Problem statement:
Word for word, restate all of the entries.

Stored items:
■ ■ ■ ■ ■

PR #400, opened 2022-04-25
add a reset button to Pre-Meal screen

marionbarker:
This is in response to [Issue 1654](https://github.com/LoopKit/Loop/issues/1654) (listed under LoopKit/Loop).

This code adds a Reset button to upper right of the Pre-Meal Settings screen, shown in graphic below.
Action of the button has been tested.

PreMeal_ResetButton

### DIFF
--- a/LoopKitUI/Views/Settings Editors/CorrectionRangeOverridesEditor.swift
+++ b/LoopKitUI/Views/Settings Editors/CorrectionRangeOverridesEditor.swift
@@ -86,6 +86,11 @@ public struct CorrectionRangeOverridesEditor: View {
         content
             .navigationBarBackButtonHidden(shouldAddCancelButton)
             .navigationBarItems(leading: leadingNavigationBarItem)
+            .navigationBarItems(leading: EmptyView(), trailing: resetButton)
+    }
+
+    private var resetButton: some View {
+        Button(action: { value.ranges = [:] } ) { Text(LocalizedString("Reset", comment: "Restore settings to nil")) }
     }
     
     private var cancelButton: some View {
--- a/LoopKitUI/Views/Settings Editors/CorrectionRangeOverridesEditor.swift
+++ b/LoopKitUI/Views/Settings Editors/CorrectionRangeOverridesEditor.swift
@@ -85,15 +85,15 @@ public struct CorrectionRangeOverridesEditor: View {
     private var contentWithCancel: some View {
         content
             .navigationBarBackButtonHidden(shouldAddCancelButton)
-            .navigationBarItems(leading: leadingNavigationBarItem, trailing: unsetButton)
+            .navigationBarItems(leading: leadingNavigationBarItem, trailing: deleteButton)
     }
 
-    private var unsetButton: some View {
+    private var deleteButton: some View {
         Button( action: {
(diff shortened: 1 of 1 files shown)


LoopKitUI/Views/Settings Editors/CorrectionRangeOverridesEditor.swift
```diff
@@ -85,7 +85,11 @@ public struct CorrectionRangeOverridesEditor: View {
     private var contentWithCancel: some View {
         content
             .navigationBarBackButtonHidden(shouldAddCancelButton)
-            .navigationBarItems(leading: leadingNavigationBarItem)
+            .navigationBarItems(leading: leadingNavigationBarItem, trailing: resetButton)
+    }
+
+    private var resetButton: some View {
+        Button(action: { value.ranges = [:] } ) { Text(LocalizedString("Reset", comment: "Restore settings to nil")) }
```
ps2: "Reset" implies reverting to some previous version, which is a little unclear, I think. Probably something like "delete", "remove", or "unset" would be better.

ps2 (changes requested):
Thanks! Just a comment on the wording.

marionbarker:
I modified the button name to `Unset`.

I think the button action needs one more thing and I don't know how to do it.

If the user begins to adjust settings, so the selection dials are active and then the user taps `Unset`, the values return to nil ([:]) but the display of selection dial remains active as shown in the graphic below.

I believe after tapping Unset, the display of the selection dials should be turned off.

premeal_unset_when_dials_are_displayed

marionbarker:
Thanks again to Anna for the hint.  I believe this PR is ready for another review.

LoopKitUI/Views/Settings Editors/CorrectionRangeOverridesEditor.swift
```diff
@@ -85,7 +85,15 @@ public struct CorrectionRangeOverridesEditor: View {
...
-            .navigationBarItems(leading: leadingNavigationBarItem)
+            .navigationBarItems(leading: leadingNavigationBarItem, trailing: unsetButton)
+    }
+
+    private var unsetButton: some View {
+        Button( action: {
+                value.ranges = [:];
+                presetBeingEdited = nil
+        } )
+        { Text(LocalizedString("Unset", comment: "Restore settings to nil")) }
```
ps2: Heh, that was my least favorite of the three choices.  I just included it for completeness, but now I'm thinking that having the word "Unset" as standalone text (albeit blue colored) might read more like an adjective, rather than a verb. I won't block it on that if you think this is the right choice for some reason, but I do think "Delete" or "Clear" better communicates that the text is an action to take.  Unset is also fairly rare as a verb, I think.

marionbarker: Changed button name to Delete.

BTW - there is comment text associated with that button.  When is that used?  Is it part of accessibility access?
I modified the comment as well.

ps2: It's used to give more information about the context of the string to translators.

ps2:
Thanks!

■ ■ ■ ■ ■

Task solution:
PR #400, opened 2022-04-25
add a reset button to Pre-Meal screen

marionbarker:
This is in response to [Issue 1654](https://github.com/LoopKit/Loop/issues/1654) (listed under LoopKit/Loop).

This code adds a Reset button to upper right of the Pre-Meal Settings screen, shown in graphic below.
Action of the button has been tested.

PreMeal_ResetButton

### DIFF
--- a/LoopKitUI/Views/Settings Editors/CorrectionRangeOverridesEditor.swift
+++ b/LoopKitUI/Views/Settings Editors/CorrectionRangeOverridesEditor.swift
@@ -86,6 +86,11 @@ public struct CorrectionRangeOverridesEditor: View {
         content
             .navigationBarBackButtonHidden(shouldAddCancelButton)
             .navigationBarItems(leading: leadingNavigationBarItem)
+            .navigationBarItems(leading: EmptyView(), trailing: resetButton)
+    }
+
+    private var resetButton: some View {
+        Button(action: { value.ranges = [:] } ) { Text(LocalizedString("Reset", comment: "Restore settings to nil")) }
     }
     
     private var cancelButton: some View {
--- a/LoopKitUI/Views/Settings Editors/CorrectionRangeOverridesEditor.swift
+++ b/LoopKitUI/Views/Settings Editors/CorrectionRangeOverridesEditor.swift
@@ -85,15 +85,15 @@ public struct CorrectionRangeOverridesEditor: View {
     private var contentWithCancel: some View {
         content
             .navigationBarBackButtonHidden(shouldAddCancelButton)
-            .navigationBarItems(leading: leadingNavigationBarItem, trailing: unsetButton)
+            .navigationBarItems(leading: leadingNavigationBarItem, trailing: deleteButton)
     }
 
-    private var unsetButton: some View {
+    private var deleteButton: some View {
         Button( action: {
(diff shortened: 1 of 1 files shown)


LoopKitUI/Views/Settings Editors/CorrectionRangeOverridesEditor.swift
```diff
@@ -85,7 +85,11 @@ public struct CorrectionRangeOverridesEditor: View {
     private var contentWithCancel: some View {
         content
             .navigationBarBackButtonHidden(shouldAddCancelButton)
-            .navigationBarItems(leading: leadingNavigationBarItem)
+            .navigationBarItems(leading: leadingNavigationBarItem, trailing: resetButton)
+    }
+
+    private var resetButton: some View {
+        Button(action: { value.ranges = [:] } ) { Text(LocalizedString("Reset", comment: "Restore settings to nil")) }
```
ps2: "Reset" implies reverting to some previous version, which is a little unclear, I think. Probably something like "delete", "remove", or "unset" would be better.

ps2 (changes requested):
Thanks! Just a comment on the wording.

marionbarker:
I modified the button name to `Unset`.

I think the button action needs one more thing and I don't know how to do it.

If the user begins to adjust settings, so the selection dials are active and then the user taps `Unset`, the values return to nil ([:]) but the display of selection dial remains active as shown in the graphic below.

I believe after tapping Unset, the display of the selection dials should be turned off.

premeal_unset_when_dials_are_displayed

marionbarker:
Thanks again to Anna for the hint.  I believe this PR is ready for another review.

LoopKitUI/Views/Settings Editors/CorrectionRangeOverridesEditor.swift
```diff
@@ -85,7 +85,15 @@ public struct CorrectionRangeOverridesEditor: View {
...
-            .navigationBarItems(leading: leadingNavigationBarItem)
+            .navigationBarItems(leading: leadingNavigationBarItem, trailing: unsetButton)
+    }
+
+    private var unsetButton: some View {
+        Button( action: {
+                value.ranges = [:];
+                presetBeingEdited = nil
+        } )
+        { Text(LocalizedString("Unset", comment: "Restore settings to nil")) }
```
ps2: Heh, that was my least favorite of the three choices.  I just included it for completeness, but now I'm thinking that having the word "Unset" as standalone text (albeit blue colored) might read more like an adjective, rather than a verb. I won't block it on that if you think this is the right choice for some reason, but I do think "Delete" or "Clear" better communicates that the text is an action to take.  Unset is also fairly rare as a verb, I think.

marionbarker: Changed button name to Delete.

BTW - there is comment text associated with that button.  When is that used?  Is it part of accessibility access?
I modified the comment as well.

ps2: It's used to give more information about the context of the string to translators.

ps2:
Thanks!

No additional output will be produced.